▶ Problem to work on
Scan the records for the string "these" and state how many lines contain it, using the number alone.

▶ Provided entries
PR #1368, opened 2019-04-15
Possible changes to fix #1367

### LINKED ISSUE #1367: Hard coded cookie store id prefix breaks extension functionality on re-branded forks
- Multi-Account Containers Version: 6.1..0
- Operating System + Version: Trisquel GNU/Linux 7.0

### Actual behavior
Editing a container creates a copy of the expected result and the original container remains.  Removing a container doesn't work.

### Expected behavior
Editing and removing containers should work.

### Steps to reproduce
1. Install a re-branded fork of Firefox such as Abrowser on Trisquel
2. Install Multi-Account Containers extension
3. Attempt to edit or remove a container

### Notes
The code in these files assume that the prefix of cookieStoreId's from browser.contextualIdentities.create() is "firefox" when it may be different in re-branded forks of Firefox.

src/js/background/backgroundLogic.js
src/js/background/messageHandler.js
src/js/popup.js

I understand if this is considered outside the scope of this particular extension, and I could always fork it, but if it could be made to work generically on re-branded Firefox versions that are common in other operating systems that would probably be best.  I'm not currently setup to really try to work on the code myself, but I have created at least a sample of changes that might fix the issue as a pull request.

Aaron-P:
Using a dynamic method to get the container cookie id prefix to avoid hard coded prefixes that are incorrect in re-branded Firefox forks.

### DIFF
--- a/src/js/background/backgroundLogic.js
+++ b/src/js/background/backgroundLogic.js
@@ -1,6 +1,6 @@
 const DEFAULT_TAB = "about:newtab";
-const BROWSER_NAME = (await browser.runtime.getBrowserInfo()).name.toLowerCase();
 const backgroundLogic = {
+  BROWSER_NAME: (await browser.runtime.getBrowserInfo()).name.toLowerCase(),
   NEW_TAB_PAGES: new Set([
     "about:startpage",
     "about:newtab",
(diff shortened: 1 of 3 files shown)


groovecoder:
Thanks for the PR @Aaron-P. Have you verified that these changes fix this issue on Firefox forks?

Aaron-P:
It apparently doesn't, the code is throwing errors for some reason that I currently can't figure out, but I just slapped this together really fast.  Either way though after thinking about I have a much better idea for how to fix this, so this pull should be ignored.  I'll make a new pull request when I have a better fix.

...

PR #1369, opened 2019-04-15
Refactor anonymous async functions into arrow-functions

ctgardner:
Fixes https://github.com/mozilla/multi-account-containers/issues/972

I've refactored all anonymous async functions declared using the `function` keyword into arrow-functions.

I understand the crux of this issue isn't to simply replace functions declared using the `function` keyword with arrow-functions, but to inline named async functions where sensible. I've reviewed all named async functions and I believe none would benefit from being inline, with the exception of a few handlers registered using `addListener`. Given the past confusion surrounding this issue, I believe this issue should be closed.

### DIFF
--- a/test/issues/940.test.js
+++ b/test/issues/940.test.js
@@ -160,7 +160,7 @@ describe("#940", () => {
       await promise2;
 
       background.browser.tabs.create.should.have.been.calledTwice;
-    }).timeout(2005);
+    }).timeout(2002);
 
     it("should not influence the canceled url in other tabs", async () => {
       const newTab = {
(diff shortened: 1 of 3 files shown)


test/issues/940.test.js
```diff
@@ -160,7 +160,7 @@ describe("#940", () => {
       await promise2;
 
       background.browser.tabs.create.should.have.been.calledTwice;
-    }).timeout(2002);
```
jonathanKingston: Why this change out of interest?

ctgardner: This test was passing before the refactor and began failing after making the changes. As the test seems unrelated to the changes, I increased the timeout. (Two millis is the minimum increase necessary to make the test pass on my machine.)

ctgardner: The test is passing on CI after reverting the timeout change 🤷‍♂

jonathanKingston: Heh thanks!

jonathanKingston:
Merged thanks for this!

▶ Problem solution
2